**Exercise instructions**: Search the records that follow and extract every line containing the string "true".

──────

PR #974, opened 2022-09-02
Introduce new AccessType to allow a set of addresses

### LINKED ISSUE #945: Allow AccessConfig to use a list of addresses instead of just a single address
Currently the [AccessConfig](https://github.com/CosmWasm/wasmd/blob/main/proto/cosmwasm/wasm/v1/types.proto#L37) allows for a single address to be given for use with `ACCESS_TYPE_ONLY_ADDRESS`.  However, often times we might want to have a set of addresses be given a certain access control.   For example, in a chain with permissioned code upload, we may want to give a list of trusted actors the ability to upload code without going through the governance process.

We should make a new AccessType called `ACCESS_TYPE_ONLY_ADDRESSES` that allows for a list of addresses instead of just a single one.

We could achieve something like this with authz, but a proper whitelist is cleaner and can be fully controlled by governance rather than the original grantee.

alpe:
Resolves #945

Introduces a new Access type to allow a set of addresses to accept.

This PR includes a small but breaking change to the CLI. The separator char between codeID and permission is `:` now:
Before:
```sh
wasmd tx gov submit-proposal update-instantiate-config 1,nobody 2,everybody 3,wasm1l2rsakp388kuv9k8qzq6lrm9taddae7fpx59wm
```
Now:
```sh
wasmd tx gov submit-proposal update-instantiate-config 1:nobody 2:everybody 3:wasm1l2rsakp388kuv9k8qzq6lrm9taddae7fpx59wm,wasm1vx8knpllrj7n963p9ttd80w47kpacrhuts497x`
```

- [x] keep or migrate `AccessConfig.Address` into `AccessConfig.Addresses` see [proto](https://github.com/CosmWasm/wasmd/pull/974/files#diff-afea929694a2920f57dcfab61a08130539f5402a9f0c46e9c6265f8122e31b6fR48)? - keep and remove in a future version


proto/cosmwasm/wasm/v1/types.proto
```diff
@@ -19,12 +19,16 @@ enum AccessType {
   // AccessTypeNobody forbidden
   ACCESS_TYPE_NOBODY = 1
       [ (gogoproto.enumvalue_customname) = "AccessTypeNobody" ];
-  // AccessTypeOnlyAddress restricted to an address
+  // AccessTypeOnlyAddress restricted to a single address
+  // Deprecated: use AccessTypeAnyOfAddresses instead
```
ethanfrey, line 23: Why deprecate?
I think it is fine to use the simpler version for the cases where it works

proto/cosmwasm/wasm/v1/types.proto
```diff
@@ -19,12 +19,16 @@ enum AccessType {
...
   ACCESS_TYPE_ONLY_ADDRESS = 2
       [ (gogoproto.enumvalue_customname) = "AccessTypeOnlyAddress" ];
   // AccessTypeEverybody unrestricted
   ACCESS_TYPE_EVERYBODY = 3
       [ (gogoproto.enumvalue_customname) = "AccessTypeEverybody" ];
+  // AccessTypeAnyOfAddresses allow any of the addresses
```
ethanfrey, line 29: Looks good

proto/cosmwasm/wasm/v1/types.proto
```diff
@@ -37,7 +41,11 @@ message AccessTypeParam {
 message AccessConfig {
   option (gogoproto.goproto_stringer) = true;
   AccessType permission = 1 [ (gogoproto.moretags) = "yaml:\"permission\"" ];
+
+  // Address
+  // Deprecated: replaced by addresses
```
ethanfrey, line 46: The decision to deprecate is to not maintain two fields here?
Maybe worth it 🤷

x/wasm/types/params.go
```diff
@@ -171,6 +208,13 @@ func (a AccessConfig) Allowed(actor sdk.AccAddress) bool {
 		return true
 	case AccessTypeOnlyAddress:
 		return a.Address == actor.String()
+	case AccessTypeAnyOfAddresses:
+		for _, v := range a.Addresses {
```
ethanfrey, line 212: Looks good logic.
"Not covered by tests" comments means this is not used?
I guess this is why it is draft

x/wasm/types/params_test.go
```diff
@@ -89,6 +110,27 @@ func TestValidateParams(t *testing.T) {
 			},
 			expErr: true,
 		},
+		"reject invalid address in any of addresses": {
```
ethanfrey, line 113: Can you add test case for AnyOf with empty list? That should also fail (it makes no sense, likely typo)

x/wasm/types/types.go
```diff
@@ -356,8 +356,32 @@ func (a AccessConfig) IsSubset(superSet AccessConfig) bool {
 	switch superSet.Permission {
 	case AccessTypeOnlyAddress:
 		// An exact match or nobody
-		return a.Permission == AccessTypeNobody || (a.Permission == AccessTypeOnlyAddress && a.Address == superSet.Address)
+		return a.Permission == AccessTypeNobody || (a.Permission == AccessTypeOnlyAddress && a.Address == superSet.Address) ||
+			(a.Permission == AccessTypeAnyOfAddresses && isSubset([]string{superSet.Address}, a.Addresses))
+	case AccessTypeAnyOfAddresses:
+		// An exact match or nobody
+		return a.Permission == AccessTypeNobody || (a.Permission == AccessTypeOnlyAddress && isSubset(superSet.Addresses, []string{a.Address})) ||
```
ethanfrey, line 363: Nice with the downgrade from AnyOf to a Only

x/wasm/types/types.go
```diff
@@ -356,8 +356,32 @@ func (a AccessConfig) IsSubset(superSet AccessConfig) bool {
 	switch superSet.Permission {
 	case AccessTypeOnlyAddress:
 		// An exact match or nobody
-		return a.Permission == AccessTypeNobody || (a.Permission == AccessTypeOnlyAddress && a.Address == superSet.Address)
+		return a.Permission == AccessTypeNobody || (a.Permission == AccessTypeOnlyAddress && a.Address == superSet.Address) ||
+			(a.Permission == AccessTypeAnyOfAddresses && isSubset([]string{superSet.Address}, a.Addresses))
```
ethanfrey, line 360: Interesting with the "upgrade" to an AnyOf with one item.

proto/cosmwasm/wasm/v1/types.proto
alpe: It feels wasted to have both fields and may be confusing when used in the API. Added https://github.com/CosmWasm/wasmd/issues/986 to follow up on the deprecation tag

jhernandezb (approved):
Looks good to me

alpe:
Thanks for the feedback!

PR #976, opened 2022-09-04
Community proposal V0.29.0

faddat:
## This is abnormal, please don't directly merge

This PR is a proposed v0.29.0 release.

Specifically, this release would:

* bump ibc-go to v4.0.0
* Use the latest 45 series sdk
* tendermint v0.34.21

In order to do this, we would need to create release branches.  Please, consider this PR as targeting a branch that doesn't yet exist.  It is a magical branch that begins from v0.28.0, and is called "release/v0.29.0". -- this does interrupt the plans for v0.29.0 a bit, we can call it v0.30.0 and it can be same.  I propose that v0.29.0 be a branch that doesn't change the contract features at all, but gets wasmd caught up with stuff like:

* iavl fast cache
* sdk v0.45.8
* ibc-go v4.0.0

And, there's a reason for this, too.  This is basically what Juno needs.  If it wasn't this, then we would need more like:

* sdk v0.46.1
* tendermint v0.34.21
* ibc-go v5.0.0

The latter grouping is in fact my preference but we haven't made a final release for ibc-go v5.0.0 yet.


alpe:
I have renamed the PR to not create confusion with our current [v0.29](https://github.com/CosmWasm/wasmd/milestone/21) milestone and branching model.
Thanks for highlighting the demands for Juno chain. I will discuss this.

ethanfrey:
We will make a v0.29.0 release off of main later this week (within 3 days).
That will include ibc-go v3.2, we already bumped cosmos sdk and tendermint.

v0.29.0 will also include many other features and bug fixes.

PR #1417, opened 2023-05-25
chore: various version bumps

faddat:
This PR:

* bumps cometbft-db to v0.8.0
* bumps cosmos/gogoproto to v1.4.10, but replaces it temporarily with v1.4.8 until the release of sdk v0.47.3
* bumps ics23 to v0.10.0
* bumps the gin replace to v1.9.0 as in release/v0.47.x of cosmos-sdk

Please let me know if you'd like this broken into multiple PR's -- I figure it all goes pretty well under the heading "bumps"

Additional work originally found here has been moved into:

* #1420 
* #1419


alpe:
Thanks @faddat for the work. I had quite some hick up with cosmos/gogoproto  already. It is not really required to bump everything to the latest version. Wasmd is a library and we follow the SDK with their versions as a minimum.
This gives the chain architects more options to select their preferred versions.
Please do smaller PRs if you want anything concrete upgraded as golangci-lint  for example. This is normal chore and very much appreciated.
For the v0.40.0 release, I would not include any of the updates. Only the ibc-go patch upgrade for security.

──────

**Answer for the task**:
   option (gogoproto.goproto_stringer) = true;
 		return true
 			expErr: true,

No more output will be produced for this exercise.